Supersetting Quads and Hams

Has anybody tried supersetting them?
I was just curious, might give it a try next week.
This came to my mind cause supersetting arms goes so well then I wondered if it is the same with legs.

Example of what I would do:

Front squat ss Romanian deadlift
Leg curl ss Leg extension
etc…

[quote]Matias A. wrote:
Has anybody tried supersetting them?
I was just curious, might give it a try next week.
This came to my mind cause supersetting arms goes so well then I wondered if it is the same with legs.

Example of what I would do:

Front squat ss Romanian deadlift
Leg curl ss Leg extension
etc…
[/quote]
Ya, I’ve done things like:

A1-barbell split squat or front squat
A2-SLDL

or

A1-barbell step up
A2-lying leg curl

30-60sec rest between exercises of the superset and 90-120sec rest between overall sets…overall slightly tougher than not doing supersets.

I supersetting them with a bodybuilder once and him and I were going back and forth for 4 sets with really no rest and him and I had the feeling of throwing up on and after the 4th set. Pace yourself with them I would say with proper rest. At least 1 minute.

A true superset (meaning going directly from one exercise to the next with no rest) might work well for something like leg extensions and leg curls, but no way I would want to try that with the heavier exercises like squats and RDL’s.

What is being described above is what I’d call “pairing” exercises, where you go back and forth between two (usually antagonistic) exercises, but rest between them. This allows one muscle group to somewhat rest while the antagonist is working (reciprocal inhibition) and for the “density”/time efficiency of the workout to be increased, but generally still allows for at least decent training poundages to be used. Actual super setting would result in either drastically reduced training poundages, injury, or yeah, vomiting; none of which would really be beneficial IMO.

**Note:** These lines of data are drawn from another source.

PR #1400, opened 2016-10-14
Changed logic to assign the student ID

### LINKED ISSUE #1399: Race condition during student id assignment
The code for student id assignment is prone to race condition issues leading to exceptions during user creation when load is high.

giocalitri:
fixes #1399
#### What's this PR do?
Changes the code for assigning a student id to the user profile. Now the profile pk is used.

### DIFF
--- a/profiles/factories.py
+++ b/profiles/factories.py
@@ -14,7 +14,6 @@ from factory.fuzzy import (
     FuzzyAttribute,
     FuzzyChoice,
     FuzzyDate,
-    FuzzyInteger,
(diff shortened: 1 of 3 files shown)


noisecapella:
What about existing student ids? Should we have a data migration for this?

giocalitri:
existing highest `student_id` should be <= of highest `profile.pk`, so I do not think a migration is necessary

noisecapella:
Functionality works :+1:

The theory behind antagonist superset is sound. However it is hard to apply successfully on legs when it comes to compound movements. The reason is that during a movement like a squat, all the lower body muscles are involved (quads, hams, glutes, calves to some extent) and even the RDL, which is primarily a posterior chain exercise hit the quads some (mostly isometrically to hold the position).

So the RDL would decrease squatting (or front squatting) performance by fatiguing the hamstings/glutes to a significant extent and the quads to some degree. They would also fatigue the lower back which would make it harder to keep an upright position in the squat.

That having been said, the front squat will not have too much of a negative impact on the RDL (the back squat would). So doing front squats then RDL would work. But I would then take ample rest before going back to the front squat, to avoid a negative impact.

I did a lying ham curls / leg press superset this morning. No rest between sets.

I haven’t tried it with the compound lifts.